-- Opening Marker --
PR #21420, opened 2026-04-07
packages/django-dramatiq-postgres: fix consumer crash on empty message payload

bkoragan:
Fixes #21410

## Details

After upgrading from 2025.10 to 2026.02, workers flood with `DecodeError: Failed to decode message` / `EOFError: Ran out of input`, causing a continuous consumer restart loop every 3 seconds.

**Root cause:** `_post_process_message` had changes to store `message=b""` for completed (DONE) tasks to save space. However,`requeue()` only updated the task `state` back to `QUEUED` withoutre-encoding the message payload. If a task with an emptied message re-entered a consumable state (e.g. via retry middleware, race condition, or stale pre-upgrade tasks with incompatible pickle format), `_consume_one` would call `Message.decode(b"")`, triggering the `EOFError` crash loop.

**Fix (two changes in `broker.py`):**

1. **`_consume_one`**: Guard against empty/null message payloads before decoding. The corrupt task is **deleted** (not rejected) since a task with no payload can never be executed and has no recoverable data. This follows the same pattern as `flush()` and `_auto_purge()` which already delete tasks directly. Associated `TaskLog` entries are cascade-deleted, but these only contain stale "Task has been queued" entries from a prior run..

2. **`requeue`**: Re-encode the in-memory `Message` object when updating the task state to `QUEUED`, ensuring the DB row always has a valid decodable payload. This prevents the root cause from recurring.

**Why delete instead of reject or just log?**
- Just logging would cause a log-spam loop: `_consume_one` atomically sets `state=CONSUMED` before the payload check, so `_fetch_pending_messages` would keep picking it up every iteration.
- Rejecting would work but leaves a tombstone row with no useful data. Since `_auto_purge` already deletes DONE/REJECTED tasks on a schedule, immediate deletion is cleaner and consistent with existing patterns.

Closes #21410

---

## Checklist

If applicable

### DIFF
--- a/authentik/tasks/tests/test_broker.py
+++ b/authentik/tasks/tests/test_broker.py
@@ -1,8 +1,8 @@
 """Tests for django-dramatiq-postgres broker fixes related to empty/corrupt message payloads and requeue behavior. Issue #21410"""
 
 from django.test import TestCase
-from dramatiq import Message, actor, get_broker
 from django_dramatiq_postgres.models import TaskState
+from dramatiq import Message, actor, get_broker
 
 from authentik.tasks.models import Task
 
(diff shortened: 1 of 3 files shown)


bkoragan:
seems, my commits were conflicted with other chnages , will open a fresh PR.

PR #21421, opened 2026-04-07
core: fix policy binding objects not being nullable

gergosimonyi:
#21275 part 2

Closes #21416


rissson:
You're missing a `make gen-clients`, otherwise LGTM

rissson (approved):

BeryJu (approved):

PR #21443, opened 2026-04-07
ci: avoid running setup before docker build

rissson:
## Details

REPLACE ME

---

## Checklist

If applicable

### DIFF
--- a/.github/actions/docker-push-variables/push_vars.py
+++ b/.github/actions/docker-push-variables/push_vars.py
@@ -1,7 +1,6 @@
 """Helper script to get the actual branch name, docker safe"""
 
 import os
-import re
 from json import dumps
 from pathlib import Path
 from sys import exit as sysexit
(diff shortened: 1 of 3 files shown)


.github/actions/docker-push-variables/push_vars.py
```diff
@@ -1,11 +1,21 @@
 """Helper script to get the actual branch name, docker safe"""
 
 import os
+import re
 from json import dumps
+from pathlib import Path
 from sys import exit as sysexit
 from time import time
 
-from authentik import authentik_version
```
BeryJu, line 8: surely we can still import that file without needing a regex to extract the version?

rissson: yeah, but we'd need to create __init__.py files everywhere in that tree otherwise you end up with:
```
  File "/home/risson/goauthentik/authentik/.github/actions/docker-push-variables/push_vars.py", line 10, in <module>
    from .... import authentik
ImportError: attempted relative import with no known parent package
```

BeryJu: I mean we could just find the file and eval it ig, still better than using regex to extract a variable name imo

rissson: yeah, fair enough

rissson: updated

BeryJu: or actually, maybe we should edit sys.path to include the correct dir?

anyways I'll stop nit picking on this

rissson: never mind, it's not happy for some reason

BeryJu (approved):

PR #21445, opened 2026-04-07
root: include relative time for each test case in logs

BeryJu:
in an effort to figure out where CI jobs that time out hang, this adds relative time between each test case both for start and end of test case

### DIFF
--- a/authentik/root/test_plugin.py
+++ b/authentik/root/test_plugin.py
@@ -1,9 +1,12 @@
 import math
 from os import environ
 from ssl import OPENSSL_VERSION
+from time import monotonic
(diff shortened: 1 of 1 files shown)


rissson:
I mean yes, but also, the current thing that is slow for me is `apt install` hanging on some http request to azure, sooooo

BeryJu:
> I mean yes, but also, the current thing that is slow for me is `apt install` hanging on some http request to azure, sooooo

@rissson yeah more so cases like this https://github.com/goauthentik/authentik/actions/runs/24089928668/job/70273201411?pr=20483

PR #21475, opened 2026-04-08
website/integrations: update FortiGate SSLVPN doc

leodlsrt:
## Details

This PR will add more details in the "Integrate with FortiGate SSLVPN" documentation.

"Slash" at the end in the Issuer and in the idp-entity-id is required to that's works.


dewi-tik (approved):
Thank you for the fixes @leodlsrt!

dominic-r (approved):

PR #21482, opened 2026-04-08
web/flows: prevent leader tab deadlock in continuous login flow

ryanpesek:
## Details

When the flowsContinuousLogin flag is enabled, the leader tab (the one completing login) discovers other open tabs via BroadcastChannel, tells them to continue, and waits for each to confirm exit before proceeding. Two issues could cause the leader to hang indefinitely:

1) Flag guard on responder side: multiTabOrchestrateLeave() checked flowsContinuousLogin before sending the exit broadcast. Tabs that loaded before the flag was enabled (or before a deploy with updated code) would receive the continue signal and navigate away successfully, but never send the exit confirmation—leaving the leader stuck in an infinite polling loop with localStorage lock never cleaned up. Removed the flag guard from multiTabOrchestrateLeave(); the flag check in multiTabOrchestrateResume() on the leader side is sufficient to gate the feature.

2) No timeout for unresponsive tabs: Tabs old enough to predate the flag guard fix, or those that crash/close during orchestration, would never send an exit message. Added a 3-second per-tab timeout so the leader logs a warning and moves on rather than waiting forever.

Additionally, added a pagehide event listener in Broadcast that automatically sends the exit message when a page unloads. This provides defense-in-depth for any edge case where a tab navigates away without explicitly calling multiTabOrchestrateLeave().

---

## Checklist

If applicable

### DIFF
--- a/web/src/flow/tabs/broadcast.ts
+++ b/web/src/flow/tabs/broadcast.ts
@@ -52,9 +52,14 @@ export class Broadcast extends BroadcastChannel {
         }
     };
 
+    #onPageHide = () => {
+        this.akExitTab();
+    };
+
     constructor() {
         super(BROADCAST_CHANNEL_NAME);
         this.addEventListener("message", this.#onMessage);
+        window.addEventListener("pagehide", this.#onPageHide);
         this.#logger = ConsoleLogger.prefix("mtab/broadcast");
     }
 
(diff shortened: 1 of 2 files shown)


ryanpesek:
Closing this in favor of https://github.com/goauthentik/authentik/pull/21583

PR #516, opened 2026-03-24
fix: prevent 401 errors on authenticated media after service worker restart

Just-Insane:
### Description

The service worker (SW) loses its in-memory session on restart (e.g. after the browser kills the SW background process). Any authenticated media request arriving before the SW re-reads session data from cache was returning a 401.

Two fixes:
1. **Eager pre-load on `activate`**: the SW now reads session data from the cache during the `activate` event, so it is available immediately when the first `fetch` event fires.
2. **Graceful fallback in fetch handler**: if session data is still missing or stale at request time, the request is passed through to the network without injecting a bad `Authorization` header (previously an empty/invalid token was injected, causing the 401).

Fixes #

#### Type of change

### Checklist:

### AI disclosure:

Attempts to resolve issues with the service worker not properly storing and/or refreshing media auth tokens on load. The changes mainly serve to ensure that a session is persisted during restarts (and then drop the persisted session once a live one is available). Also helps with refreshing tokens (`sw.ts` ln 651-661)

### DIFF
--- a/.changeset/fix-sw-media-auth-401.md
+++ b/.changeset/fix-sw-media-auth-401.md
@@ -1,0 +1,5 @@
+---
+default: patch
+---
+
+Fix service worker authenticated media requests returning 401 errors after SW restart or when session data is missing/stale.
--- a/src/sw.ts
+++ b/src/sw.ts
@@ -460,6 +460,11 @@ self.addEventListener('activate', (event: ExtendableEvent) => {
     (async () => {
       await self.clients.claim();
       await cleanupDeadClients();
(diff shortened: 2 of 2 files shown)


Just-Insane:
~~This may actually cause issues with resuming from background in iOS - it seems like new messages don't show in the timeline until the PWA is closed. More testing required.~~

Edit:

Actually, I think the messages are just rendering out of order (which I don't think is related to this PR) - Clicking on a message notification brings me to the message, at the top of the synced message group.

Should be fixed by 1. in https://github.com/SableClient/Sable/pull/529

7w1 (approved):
-- Closing Marker --
* [WHAT THIS TASK INVOLVES] Please make an exact copy of the lines from the one holding "Actually, I think" through the final line of the records above, nothing more.

* [PROBLEM SOLUTION]
Actually, I think the messages are just rendering out of order (which I don't think is related to this PR) - Clicking on a message notification brings me to the message, at the top of the synced message group.

Should be fixed by 1. in https://github.com/SableClient/Sable/pull/529

7w1 (approved):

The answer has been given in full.